Start of Block

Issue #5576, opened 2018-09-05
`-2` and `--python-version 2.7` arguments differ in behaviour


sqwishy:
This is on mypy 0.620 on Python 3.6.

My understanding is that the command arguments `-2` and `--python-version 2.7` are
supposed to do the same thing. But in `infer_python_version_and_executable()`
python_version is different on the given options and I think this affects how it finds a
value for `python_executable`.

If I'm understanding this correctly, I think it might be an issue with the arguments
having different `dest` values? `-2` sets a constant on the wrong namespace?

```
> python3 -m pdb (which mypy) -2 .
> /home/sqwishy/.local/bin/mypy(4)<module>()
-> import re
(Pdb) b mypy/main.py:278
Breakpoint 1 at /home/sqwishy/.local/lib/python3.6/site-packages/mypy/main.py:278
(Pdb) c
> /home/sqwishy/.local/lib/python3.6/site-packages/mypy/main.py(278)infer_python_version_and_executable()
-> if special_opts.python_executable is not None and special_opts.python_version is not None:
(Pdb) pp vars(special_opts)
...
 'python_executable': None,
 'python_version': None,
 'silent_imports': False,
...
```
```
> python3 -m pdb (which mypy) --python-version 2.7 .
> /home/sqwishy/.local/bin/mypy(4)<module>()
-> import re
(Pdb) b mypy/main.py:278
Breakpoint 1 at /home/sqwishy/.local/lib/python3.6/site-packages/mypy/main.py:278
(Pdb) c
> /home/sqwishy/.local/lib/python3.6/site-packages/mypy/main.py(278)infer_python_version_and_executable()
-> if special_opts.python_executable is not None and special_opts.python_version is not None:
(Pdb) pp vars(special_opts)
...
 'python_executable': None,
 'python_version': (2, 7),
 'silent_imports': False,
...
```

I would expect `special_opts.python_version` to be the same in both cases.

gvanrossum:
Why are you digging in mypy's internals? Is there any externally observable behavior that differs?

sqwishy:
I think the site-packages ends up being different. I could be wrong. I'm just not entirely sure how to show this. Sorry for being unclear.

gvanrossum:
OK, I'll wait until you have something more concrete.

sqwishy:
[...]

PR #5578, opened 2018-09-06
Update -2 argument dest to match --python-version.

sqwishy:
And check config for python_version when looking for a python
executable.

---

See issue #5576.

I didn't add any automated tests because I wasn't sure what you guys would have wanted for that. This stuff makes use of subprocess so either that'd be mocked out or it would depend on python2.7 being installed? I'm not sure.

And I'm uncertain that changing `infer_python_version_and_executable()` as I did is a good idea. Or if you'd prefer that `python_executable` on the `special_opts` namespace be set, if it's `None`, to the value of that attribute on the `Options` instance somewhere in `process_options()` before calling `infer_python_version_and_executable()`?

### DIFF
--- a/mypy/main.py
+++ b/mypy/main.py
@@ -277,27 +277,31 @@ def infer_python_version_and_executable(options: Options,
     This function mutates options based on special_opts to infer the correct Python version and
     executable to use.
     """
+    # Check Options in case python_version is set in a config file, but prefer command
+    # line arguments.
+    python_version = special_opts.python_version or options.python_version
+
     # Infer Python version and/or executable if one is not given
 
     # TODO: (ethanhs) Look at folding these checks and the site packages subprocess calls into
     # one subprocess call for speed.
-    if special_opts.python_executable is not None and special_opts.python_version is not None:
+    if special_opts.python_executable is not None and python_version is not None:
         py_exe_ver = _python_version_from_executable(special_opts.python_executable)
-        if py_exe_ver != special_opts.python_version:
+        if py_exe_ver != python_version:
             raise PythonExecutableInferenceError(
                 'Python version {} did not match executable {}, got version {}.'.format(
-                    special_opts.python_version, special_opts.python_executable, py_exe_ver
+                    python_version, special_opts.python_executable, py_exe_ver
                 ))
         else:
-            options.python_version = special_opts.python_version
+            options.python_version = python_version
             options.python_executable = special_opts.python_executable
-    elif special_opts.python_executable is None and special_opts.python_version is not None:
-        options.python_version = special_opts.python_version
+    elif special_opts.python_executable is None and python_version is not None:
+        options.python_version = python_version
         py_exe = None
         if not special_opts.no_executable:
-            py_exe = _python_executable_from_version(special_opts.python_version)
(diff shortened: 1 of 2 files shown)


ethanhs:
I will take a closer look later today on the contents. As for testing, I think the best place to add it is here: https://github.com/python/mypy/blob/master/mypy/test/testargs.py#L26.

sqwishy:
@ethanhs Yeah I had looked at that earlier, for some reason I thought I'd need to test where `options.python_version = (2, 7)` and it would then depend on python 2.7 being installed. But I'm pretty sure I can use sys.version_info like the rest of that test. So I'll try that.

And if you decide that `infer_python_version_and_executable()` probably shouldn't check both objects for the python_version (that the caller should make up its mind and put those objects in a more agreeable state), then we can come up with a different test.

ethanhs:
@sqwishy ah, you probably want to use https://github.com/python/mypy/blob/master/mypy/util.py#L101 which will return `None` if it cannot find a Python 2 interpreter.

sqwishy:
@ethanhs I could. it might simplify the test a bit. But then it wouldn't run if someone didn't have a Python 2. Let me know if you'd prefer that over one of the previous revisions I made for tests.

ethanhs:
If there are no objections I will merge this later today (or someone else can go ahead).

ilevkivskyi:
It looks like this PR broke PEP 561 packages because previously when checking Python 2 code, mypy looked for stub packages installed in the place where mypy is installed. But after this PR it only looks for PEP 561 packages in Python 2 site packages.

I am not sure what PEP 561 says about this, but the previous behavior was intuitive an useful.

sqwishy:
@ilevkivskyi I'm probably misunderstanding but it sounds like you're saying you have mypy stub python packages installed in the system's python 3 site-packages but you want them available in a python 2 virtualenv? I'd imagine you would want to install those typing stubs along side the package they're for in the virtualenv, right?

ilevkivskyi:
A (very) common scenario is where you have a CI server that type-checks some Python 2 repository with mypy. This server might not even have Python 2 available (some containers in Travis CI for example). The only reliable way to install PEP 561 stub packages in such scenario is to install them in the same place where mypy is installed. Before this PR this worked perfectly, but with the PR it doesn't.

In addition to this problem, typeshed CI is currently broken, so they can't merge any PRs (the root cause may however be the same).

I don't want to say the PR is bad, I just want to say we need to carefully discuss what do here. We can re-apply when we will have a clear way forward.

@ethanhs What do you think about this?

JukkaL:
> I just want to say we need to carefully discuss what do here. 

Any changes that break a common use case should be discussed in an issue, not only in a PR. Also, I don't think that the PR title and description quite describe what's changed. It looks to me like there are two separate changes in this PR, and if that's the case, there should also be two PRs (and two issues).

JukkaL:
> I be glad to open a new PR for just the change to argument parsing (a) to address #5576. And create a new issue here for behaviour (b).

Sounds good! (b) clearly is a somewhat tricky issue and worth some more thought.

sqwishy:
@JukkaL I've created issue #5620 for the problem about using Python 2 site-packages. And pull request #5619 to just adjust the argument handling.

End of Block
Start of Block

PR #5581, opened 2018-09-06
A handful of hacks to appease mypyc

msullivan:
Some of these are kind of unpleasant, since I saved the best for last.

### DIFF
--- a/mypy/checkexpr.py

End of Block

How many lines in the data contain the string "carefully"? Respond with the number only.

2